Work request
Which lines in the data contain the word "logic"? Please copy each of them.
*** Data to examine ***
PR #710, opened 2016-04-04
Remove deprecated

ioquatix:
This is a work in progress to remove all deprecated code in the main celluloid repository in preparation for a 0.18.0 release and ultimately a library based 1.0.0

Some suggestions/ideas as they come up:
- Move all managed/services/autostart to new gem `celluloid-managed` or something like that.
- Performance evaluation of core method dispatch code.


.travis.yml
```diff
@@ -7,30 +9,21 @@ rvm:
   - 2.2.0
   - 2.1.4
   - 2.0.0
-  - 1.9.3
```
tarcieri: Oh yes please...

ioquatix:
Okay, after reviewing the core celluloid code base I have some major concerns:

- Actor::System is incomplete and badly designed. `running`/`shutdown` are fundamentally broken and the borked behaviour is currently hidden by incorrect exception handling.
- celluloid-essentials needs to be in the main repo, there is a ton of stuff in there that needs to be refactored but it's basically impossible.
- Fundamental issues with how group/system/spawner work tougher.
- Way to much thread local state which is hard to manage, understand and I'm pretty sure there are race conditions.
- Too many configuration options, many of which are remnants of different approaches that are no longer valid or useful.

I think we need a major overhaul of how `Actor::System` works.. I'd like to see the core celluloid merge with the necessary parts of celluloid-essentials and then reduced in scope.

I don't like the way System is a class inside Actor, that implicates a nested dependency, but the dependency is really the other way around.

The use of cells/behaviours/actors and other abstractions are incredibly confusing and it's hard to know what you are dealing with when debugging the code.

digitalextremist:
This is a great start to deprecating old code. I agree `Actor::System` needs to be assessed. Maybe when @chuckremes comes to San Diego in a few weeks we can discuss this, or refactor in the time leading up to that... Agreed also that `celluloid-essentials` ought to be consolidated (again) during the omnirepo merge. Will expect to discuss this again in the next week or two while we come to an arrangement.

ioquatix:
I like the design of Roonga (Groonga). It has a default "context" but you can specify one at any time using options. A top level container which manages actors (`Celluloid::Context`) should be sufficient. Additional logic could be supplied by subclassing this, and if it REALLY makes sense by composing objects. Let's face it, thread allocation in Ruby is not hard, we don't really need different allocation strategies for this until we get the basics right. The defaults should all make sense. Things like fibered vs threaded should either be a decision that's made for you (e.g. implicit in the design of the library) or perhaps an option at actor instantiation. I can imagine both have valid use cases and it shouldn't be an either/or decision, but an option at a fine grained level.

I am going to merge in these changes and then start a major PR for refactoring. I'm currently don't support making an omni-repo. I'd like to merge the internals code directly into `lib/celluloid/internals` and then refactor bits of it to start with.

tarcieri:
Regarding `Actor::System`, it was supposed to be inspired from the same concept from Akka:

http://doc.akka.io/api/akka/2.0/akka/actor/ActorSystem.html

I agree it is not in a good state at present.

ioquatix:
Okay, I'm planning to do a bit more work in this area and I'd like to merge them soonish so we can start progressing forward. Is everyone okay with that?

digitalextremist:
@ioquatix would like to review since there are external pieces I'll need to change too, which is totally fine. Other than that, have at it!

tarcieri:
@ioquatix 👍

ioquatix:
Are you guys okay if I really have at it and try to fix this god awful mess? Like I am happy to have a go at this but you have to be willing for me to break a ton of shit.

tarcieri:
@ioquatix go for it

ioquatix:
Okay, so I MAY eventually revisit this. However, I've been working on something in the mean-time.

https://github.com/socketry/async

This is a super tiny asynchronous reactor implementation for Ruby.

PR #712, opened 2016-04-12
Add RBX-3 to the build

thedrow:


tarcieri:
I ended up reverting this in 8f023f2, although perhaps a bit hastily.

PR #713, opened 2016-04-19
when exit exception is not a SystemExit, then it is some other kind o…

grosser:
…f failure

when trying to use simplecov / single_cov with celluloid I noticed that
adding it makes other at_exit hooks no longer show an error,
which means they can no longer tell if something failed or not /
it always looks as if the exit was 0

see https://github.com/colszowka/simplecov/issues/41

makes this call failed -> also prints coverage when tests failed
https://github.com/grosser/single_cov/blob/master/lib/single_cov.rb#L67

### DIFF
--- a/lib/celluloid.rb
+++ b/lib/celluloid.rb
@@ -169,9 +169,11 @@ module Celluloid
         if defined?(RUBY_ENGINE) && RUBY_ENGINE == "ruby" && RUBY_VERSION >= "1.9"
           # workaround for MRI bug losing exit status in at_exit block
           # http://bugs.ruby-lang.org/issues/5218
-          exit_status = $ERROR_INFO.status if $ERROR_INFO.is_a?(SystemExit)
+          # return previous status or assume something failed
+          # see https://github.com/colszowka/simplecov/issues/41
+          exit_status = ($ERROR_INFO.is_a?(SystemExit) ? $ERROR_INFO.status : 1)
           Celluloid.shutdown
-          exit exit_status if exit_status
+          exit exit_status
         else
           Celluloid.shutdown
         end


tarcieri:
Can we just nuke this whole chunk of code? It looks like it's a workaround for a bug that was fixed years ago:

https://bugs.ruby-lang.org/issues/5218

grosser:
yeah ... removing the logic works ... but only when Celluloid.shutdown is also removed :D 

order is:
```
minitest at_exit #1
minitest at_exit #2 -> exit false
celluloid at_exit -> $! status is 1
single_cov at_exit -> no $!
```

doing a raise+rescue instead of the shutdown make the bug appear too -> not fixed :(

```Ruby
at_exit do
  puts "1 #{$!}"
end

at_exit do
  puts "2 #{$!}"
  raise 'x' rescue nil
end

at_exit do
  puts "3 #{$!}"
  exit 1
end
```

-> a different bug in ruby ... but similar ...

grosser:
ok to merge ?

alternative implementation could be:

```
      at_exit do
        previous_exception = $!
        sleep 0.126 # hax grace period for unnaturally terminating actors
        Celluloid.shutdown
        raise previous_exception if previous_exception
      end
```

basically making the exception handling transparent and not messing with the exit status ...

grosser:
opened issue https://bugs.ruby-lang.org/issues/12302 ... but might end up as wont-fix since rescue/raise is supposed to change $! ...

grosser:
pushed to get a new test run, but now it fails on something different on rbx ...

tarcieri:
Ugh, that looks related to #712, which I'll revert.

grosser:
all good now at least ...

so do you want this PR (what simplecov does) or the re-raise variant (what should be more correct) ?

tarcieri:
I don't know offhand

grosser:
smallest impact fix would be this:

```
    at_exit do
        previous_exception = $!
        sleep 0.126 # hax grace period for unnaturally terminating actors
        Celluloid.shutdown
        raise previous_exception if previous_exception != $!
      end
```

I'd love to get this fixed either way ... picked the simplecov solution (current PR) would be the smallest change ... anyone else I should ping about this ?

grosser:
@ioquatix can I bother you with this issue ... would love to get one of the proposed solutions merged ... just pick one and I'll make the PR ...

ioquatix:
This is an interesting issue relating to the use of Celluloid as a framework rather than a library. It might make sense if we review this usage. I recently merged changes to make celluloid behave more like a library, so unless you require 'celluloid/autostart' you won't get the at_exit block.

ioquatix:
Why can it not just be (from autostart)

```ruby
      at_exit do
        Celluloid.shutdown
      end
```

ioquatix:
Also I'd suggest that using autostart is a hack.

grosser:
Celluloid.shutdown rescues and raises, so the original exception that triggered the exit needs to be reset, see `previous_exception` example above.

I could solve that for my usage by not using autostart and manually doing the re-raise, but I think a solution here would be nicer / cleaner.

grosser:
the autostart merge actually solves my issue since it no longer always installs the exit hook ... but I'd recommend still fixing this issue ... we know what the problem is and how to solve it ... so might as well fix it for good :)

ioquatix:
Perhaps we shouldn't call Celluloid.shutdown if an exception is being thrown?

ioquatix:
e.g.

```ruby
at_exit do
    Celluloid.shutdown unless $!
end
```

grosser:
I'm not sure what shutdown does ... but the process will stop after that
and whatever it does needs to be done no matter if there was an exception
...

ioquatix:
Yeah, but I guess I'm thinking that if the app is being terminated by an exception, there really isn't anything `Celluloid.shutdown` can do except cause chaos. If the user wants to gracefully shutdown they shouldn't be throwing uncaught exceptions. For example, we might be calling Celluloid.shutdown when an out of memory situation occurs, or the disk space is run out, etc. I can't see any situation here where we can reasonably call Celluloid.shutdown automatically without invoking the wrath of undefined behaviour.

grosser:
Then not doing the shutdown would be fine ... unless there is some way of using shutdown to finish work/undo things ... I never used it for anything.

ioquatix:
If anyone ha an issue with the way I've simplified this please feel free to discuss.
*** End of Data to examine ***
Solution for this task
I like the design of Roonga (Groonga). It has a default "context" but you can specify one at any time using options. A top level container which manages actors (`Celluloid::Context`) should be sufficient. Additional logic could be supplied by subclassing this, and if it REALLY makes sense by composing objects. Let's face it, thread allocation in Ruby is not hard, we don't really need different allocation strategies for this until we get the basics right. The defaults should all make sense. Things like fibered vs threaded should either be a decision that's made for you (e.g. implicit in the design of the library) or perhaps an option at actor instantiation. I can imagine both have valid use cases and it shouldn't be an either/or decision, but an option at a fine grained level.
yeah ... removing the logic works ... but only when Celluloid.shutdown is also removed :D 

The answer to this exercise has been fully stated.